Droop Control of Distributed Electric Springs for Stabilizing Future Power Grid

ABSTRACT:

This paper describes the droop control method for parallel operation of distributed electric springs for stabilizing ac power grid. It provides a methodology that has the potential of allowing reactive power controllers to work in different locations of the distribution lines of an ac power supply and for these reactive power controllers to support and stabilize the ac mains voltage levels at their respective locations on the distribution lines. The control scheme allows these reactive power controllers to have automatically adjustable voltage references according to the mains voltage levels at the locations of the distribution network. The control method can be applied to reactive power controllers embedded in smart electric loads distributed across the power grid for stabilizing and supporting the ac power supply along the distribution network.
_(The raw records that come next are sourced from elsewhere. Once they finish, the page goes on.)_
PR #2201, opened 2025-05-19
feat(ui): implement chat completion views

ehhuang:
# What does this PR do?
 Implements table and detail views for chat completions

image
image

## Test Plan
npm run test


llama_stack/distribution/server/server.py
```diff
@@ -465,6 +466,16 @@ def main(args: argparse.Namespace | None = None):
             window_seconds=window_seconds,
         )
 
+    # --- CORS middleware for local development ---
+    ui_port = os.environ.get("LLAMA_STACK_UI_PORT", 3000)
```
ashwinb, line 470: - can this port be `8322` by default? 
- can we somehow make it that this is an anonymous port and we have a reverse-proxy in our stack server which sends some paths to this port so there is a single URL which works for the UI? 

we don't need to do these things in this PR, but I think the latter part (a single URL should give me everything especially locally) is important

llama_stack/ui/.prettierrc
```diff
@@ -0,0 +1 @@
+{}
```
ashwinb, line 1: random wondering: are there important things we want to add here (or recommended) so that we can avoid annoying code mods later?

llama_stack/ui/app/logs/chat-completions/[id]/page.tsx
```diff
@@ -0,0 +1,62 @@
...
+    const client = new LlamaStackClient({
+      baseURL: process.env.NEXT_PUBLIC_LLAMA_STACK_BASE_URL,
+    });
+
+    const fetchCompletionDetail = async () => {
+      setIsLoading(true);
+      setError(null);
+      setCompletionDetail(null);
+      try {
+        const response = await client.chat.completions.retrieve(id);
```
Comment (ashwinb) [inline llama_stack/ui/app/logs/chat-completions/[id]/page.tsx:34]: I think only this line needs to be in an `useEffect()` right? once it sets the detail, the rest can be a plain-er function? the more localized `useEffect`s are, the better they will be?

llama_stack/ui/components/chat-completions/chat-completion-detail.test.tsx
```diff
@@ -0,0 +1,193 @@
+import React from "react";
```
ashwinb, line 1: nice, thanks for the tests. I am not a React tests expert for sure, but it is good to have stuff from the get go!

llama_stack/ui/components/chat-completions/chat-completion-detail.tsx
```diff
@@ -0,0 +1,194 @@
...
+        <h1 className="text-2xl font-bold mb-6">Chat Completion Details</h1>
+        <p>
+          Error loading details for ID {id}: {error.message}
+        </p>
+      </>
+    );
+  }
+
+  if (isLoading) {
+    return (
```
ashwinb, line 34: maybe good to factor this `LoadingView` explicitly

llama_stack/ui/components/chat-completions/format-tool-call.tsx
```diff
@@ -0,0 +1,33 @@
+/**
+ * Formats a tool_call object into a string representation.
+ * Example: "functionName(argumentsString)"
+ * @param toolCall The tool_call object, expected to have a `function` property
+ *                 with `name` and `arguments`.
+ * @returns A formatted string or an empty string if data is malformed.
+ */
+export function formatToolCallToString(toolCall: any): string {
```
ashwinb, line 8: Don't think this is a Component, so the namespacing of this file feels wrong?

ashwinb (approved):

llama_stack/ui/.prettierrc
ehhuang: > Prettier is not a kitchen-sink code formatter that attempts to print your code in any way you wish. It is opinionated. Quoting the [Why Prettier?](https://prettier.io/docs/why-prettier) page:

> By far the biggest reason for adopting Prettier is to stop all the ongoing debates over styles.

I guess not? :)

llama_stack/ui/app/logs/chat-completions/[id]/page.tsx
Comment (ehhuang) [reply llama_stack/ui/app/logs/chat-completions/[id]/page.tsx:34]: react n00b here: what can be moved out? IIUC all the set state logic needs to be in there too.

The proposed distributed deployment of electric springs is envisaged to become an emerging technology potentially useful for stabilizing power grids with substantial penetration of distributed and intermittent renewable power sources or weakly regulated ac power grid.

KEYWORDS:

  1. Droop control
  2. Electric springs
  3. Smart gird
  4. Voltage regulation

 SOFTWARE: MATLAB/SIMULINK

CIRCUIT DIAGRAM:

 

Fig. 1. Single phase diagram of the experimental setup of the power grid and loads (with 3 distributed electric springs working as a group).

 EXPECTED SIMULATION RESULTS:

Fig. 2. (a) Measured root-mean-square values of the mains voltage VS1,VS2 and VS3 (b) Measured root-mean-square values of the mains voltage VS1,VS2 and VS3 from 1800 to 1440 sec (ES activated without the proposed droop control) (c) Measured root-mean-square values of the mains voltage VS1,VS2 and VS3 from 1800 to 2160 sec (ES activated with the proposed droop control).

Fig. 3. Measured average value of reactive power generated by the 3 electric springs (Qa1 ,Qa2 and Qa3 ).

Fig. 4. Measured modulation indexes of the electric springs M1,M2 and M3 .

Fig. 5. Measured average value of the critical load power PR1,PR2 and PR3 .

Fig. 6. Measured root-mean-square values of the non-critical load voltage Vo1 ,Vo2 and Vo3 .

Fig. 7. Measured average value of the non-critical load power Po1,Po2 and Po3

.CONCLUSION:

A control scheme has been successfully developed and implemented for a group of electric springs. It enables individual electric springs to generate their mains voltage reference values according to their installation locations in the distribution lines and to work in co-operative manner, instead of fighting against one another, therefore allowing the electric springs to work in group to maximize their reactive power compensation effects for voltage regulation. The control method also leads to more evenly distribution of load power shedding among the non-critical loads. The attractive features of the control scheme have been successfully verified in an experimental smart grid setup.

With the droop control scheme,many electric springs of small VA ratings could be embedded into non-critical loads such as electric water heaters and refrigerators to form a new generation of smart loads that are adaptive to power grid with substantial penetration of renewable energy sources of distributed and intermittent nature. If many small electric springs are deployed in the power grid in a distributed manner, their collective voltage stabilizing efforts can be added together. Because the electric springs allow these smart loads to consume power following the varying profile of intermittent renewable energy sources, they have the potential to solve the stability problems arising from the intermittent nature of renewable energy sources and ensure that the load demand will follow power generation, which is the new control paradigm for future smart grid. Since the electric appliances embedded with the electric springs can share load shedding automatically, this approach should be more consumer-friendly when compared with the on-off control of electric appliances. For example, shutting down refrigerators is intrusive and inconvenient to the consumers (and may involve consumers’ rights issues) and requires some forms of central control. Allowing many smart refrigerators to shed some load without being noticed and central control is more consumer- friendly.

The individual operations of the electric springs have previously been evaluated. The successful implementation of the droop control for 3 electric springs working as a group in a small distributed network in this study is a just a step forward to confirm that multiple electric springs can work together without ICT technology. The collective effects of electric springs and their capacity are new topics that deserve further investigations. Extensive simulation studies are needed to confirm the effectiveness of many such electric springs working together in a large-scale power system model.